The dried green briquettes had high compressive strength and required a force of at least 3500 N to yield. This strength rapidly decreased during heating at 1300 °C to 200 N before steadily increasing to 1000 N at heating times of 15 min. The density and degree of iron metallization of the briquettes remained constant after 5 min of heating. The increase in briquette heating was attributed to the development of a slag phase which binds the metallic and remaining iron oxide particles together into a coherent solid mass.

Increasing the C/Fe ratio in the briquette mix decreased the strength and density and increased the degree of iron metallization of the heated briquettes. Briquette strength also increased with increasing time from 10 to 15 min and heating temperature from 1300 to 1350 °C. These observations can be explained by the distance between iron oxide particles in the briquette mix. At low C/Fe ratios, iron oxide particles will be relatively close together. This closeness facilitates the development of a slag phase and hence increases briquette strength. The closeness of the iron particles also increases the briquette density. The higher amounts of carbon in the briquettes made at high C/Fe ratio results in higher levels of CO gas generation and hence higher levels of iron oxide reduction resulting in higher levels of iron metallization. Briquette strength was found to correlate positively with briquette density and inversely with iron metallization.
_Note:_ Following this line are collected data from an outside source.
PR #923, opened 2021-03-23
Cxx conveniences

### LINKED ISSUE #922: Add C++ conveniences
It would be nice to add a couple of convenience functions to streamline the C++ code that works with the SerializableObject::Retainer type, specifically functions for casting and operator overloads that makes the type feel more like a regular pointer.

Old:
```
if (auto freezeFrame = dynamic_cast<otio::FreezeFrame*>(effect.value)) {
```

New:
```
if (auto freezeFrame = otio::dynamic_retainer_cast<otio::FreezeFrame>(effect)) {
```

Old:
```
if (!_media_reference.value->available_range()) {
```

New:
```
if (!_media_reference->available_range()) {
```

darbyjohnston:
```Fixes #922```

Add convenience functions and operator overloads for working with SerializableObject::Retainer types.

### CODE REVIEW

**Review by ssteinbach — COMMENTED** [review]
Looks good, just had a couple questions

File: src/opentimelineio/clip.cpp [hunk 1]
```diff
@@ -41,13 +41,13 @@ TimeRange Clip::available_range(ErrorStatus* error_status) const {
...
     
-    if (!_media_reference.value->available_range()) {
+    if (!_media_reference->available_range()) {
         *error_status = ErrorStatus(ErrorStatus::CANNOT_COMPUTE_AVAILABLE_RANGE,
                                     "No available_range set on media reference on clip", this);
         return TimeRange();
     }
     
-    return *_media_reference.value->available_range();
+    return *_media_reference->available_range();
```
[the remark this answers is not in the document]
darbyjohnston: Another option would be to use "value()" instead of the "*" operator here to get the value from the optional, maybe even more readable?
```
_media_reference->available_range().value()
```

src/opentimelineio/composition.cpp
```diff
@@ -161,7 +161,7 @@ Composition::handles_of_child(Composable const* /* child */, ErrorStatus* /* err
 
 int Composition::_index_of_child(Composable const* child, ErrorStatus* error_status) const {
     for (size_t i = 0; i < _children.size(); i++) {
-        if (_children[i].value == child) {
+        if (_children[i] == child) {
```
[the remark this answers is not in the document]
darbyjohnston: In this case the compiler is using the cast operator on the Retainer to automatically convert it to the pointer type, this change actually could have been made without the operator I added. For example you can also write:
```
Composable* c = _children[i];
```

src/opentimelineio/timeline.cpp
```diff
@@ -27,8 +27,8 @@ void Timeline::write_to(Writer& writer) const {
 
 std::vector<Track*> Timeline::video_tracks() const {
     std::vector<Track*> result;
-    for (auto c: _tracks.value->children()) {
-        if (Track* t = dynamic_cast<Track*>(c.value)) {
+    for (auto c: _tracks->children()) {
+        if (auto t = dynamic_retainer_cast<Track>(c)) {
```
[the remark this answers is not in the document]
darbyjohnston: This would be a `Retainer<Track>`, a `Retainer` class templated with the `Track` type.

I'm a big fan of the `auto` keyword but it can be a bit mysterious sometimes, especially with references. I think I've read some places have coding policies against using it, but it is so convenient, especially with the STL classes. For example this:
```
auto c = _tracks->children().begin();
```
Vs:
```
std::vector<SerializableObject::Retainer<Composable>>::const_iterator c = _tracks->children().begin();
```
And if you make a typo in the above, this is the handy error message you get :)
```
Severity	Code	Description	Project	File	Line	Suppression State
Error (active)	E0312	no suitable user-defined conversion from "std::_Vector_const_iterator<std::_Vector_val<std::conditional_t<true, std::_Simple_types<opentimelineio::v1_0::SerializableObject::Retainer<opentimelineio::v1_0::Composable>>, std::_Vec_iter_types<opentimelineio::v1_0::SerializableObject::Retainer<opentimelineio::v1_0::Composable>, size_t, ptrdiff_t, opentimelineio::v1_0::SerializableObject::Retainer<opentimelineio::v1_0::Composable> *, const opentimelineio::v1_0::SerializableObject::Retainer<opentimelineio::v1_0::Composable> *, opentimelineio::v1_0::SerializableObject::Retainer<opentimelineio::v1_0::Composable> &, const opentimelineio::v1_0::SerializableObject::Retainer<opentimelineio::v1_0::Composable> &>>>>" to "std::_Vector_iterator<std::_Vector_val<std::conditional_t<true, std::_Simple_types<opentimelineio::v1_0::SerializableObject::Retainer<opentimelineio::v1_0::Composable>>, std::_Vec_iter_types<opentimelineio::v1_0::SerializableObject::Retainer<opentimelineio::v1_0::Composable>, size_t, ptrdiff_t, opentimelineio::v1_0::SerializableObject::Retainer<opentimelineio::v1_0::Composable> *, const opentimelineio::v1_0::SerializableObject::Retainer<opentimelineio::v1_0::Composable> *, opentimelineio::v1_0::SerializableObject::Retainer<opentimelineio::v1_0::Composable> &, const opentimelineio::v1_0::SerializableObject::Retainer<opentimelineio::v1_0::Composable> &>>>>" exists	opentimelineio	C:\dev\otio\OpenTimelineIO\src\opentimelineio\timeline.cpp	30	
```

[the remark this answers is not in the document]
meshula: My general rule is for auto is to apply DRY.

good auto:

```cpp
auto foo = std::make_shared<Some::Inconvenient<type::NameFromHell>>()
```
auto saves us from typing/reading the same strangled types twice

bad auto

```cpp
auto arentIMysterious = someWeirdoFunction();
```

src/opentimelineio/serializableObject.h
```diff
@@ -543,5 +547,11 @@ class SerializableObject {
     AnyDictionary _dynamic_fields;
     friend class TypeRegistry;
 };
+
+template <class T, class U>
+SerializableObject::Retainer<T> dynamic_retainer_cast(SerializableObject::Retainer<U> const& retainer)
```
meshula, line 552: I wonder if we need a different name for this? given class Foo, and class Bar::Foo, std:::dynamic_ptr_cast<Bar*>(myFoo) will return a shared_ptr<Bar>. dynamic_retainer_cast actually does a value unboxing, so think that perhaps there is some other C++ idiom we need here. https://en.cppreference.com/w/cpp/types/remove_reference ~ might remove_retainer make more sense?

meshula: dynamic_value_cast maybe? Since remove_reference doesn't also do a cast?

darbyjohnston: The dynamic_retainer_cast returns a Retainer by automatically constructing it from the unboxed value, isn't that similar to std:::dynamic_ptr_cast?

meshula: Ah right. Gremlins munching on my cerebrum, I focused on the return T, not the implicit conversion. I am now recalling we talked this through aeons ago ;)

darbyjohnston: No worries! I forgot, did we decide if we wanted the other casts as well, i.e. static?

PR #931, opened 2021-04-05
Add dependabot

ssteinbach:
Adds a dependabot.yml to opentimelineio.

Dependabot is a GitHub service that opens Pull requests to update the version of dependencies in the library.  For more information:
https://docs.github.com/en/code-security/supply-chain-security/enabling-and-disabling-version-updates#enabling-github-dependabot-version-updates

### DIFF
--- a/.github/dependabot.yml
+++ b/.github/dependabot.yml
@@ -7,7 +7,7 @@ updates:
   #   schedule:
   #     interval: "daily"
 
-  # Maintain dependencies for npm
+  # Maintain dependencies for pip
   - package-ecosystem: "pip"
     directory: "/"
     schedule:
--- a/.github/dependabot.yml
+++ b/.github/dependabot.yml
@@ -7,7 +7,6 @@ updates:
   #   schedule:
   #     interval: "daily"
 
-  # Maintain dependencies for pip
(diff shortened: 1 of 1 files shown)


jhodges10:
Good call making it Monday's only @ssteinbach, all too often dependabot gets incredibly annoying because of incessant notifications.

.github/dependabot.yml
```diff
@@ -0,0 +1,19 @@
+version: 2
+updates:
+
+  # Maintain dependencies for GitHub Actions
+  # - package-ecosystem: "github-actions"
+  #   directory: "/"
+  #   schedule:
+  #     interval: "daily"
+
+  # Maintain dependencies for npm
```
reinecke, line 10: This should say `pip` instead of `npm`.

reinecke (commented):
Just one copy/paste issue in a comment. This is a good add though, especially for our submodules.

.github/dependabot.yml
ssteinbach, line 10:
```suggestion
  # Maintain dependencies for pip
```

reinecke (approved):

The compressive strength of heated briquettes correlated positively with the proportion of slag in the briquette. This observation supports the conclusion that slag plays an important role in providing strength to heated composite briquettes.

Overall, low VM charcoal was found to be a very satisfactory reductant for use in carbon–hematite composite briquettes, and conditions for the production of high-strength, high-metallization DRI have been determined.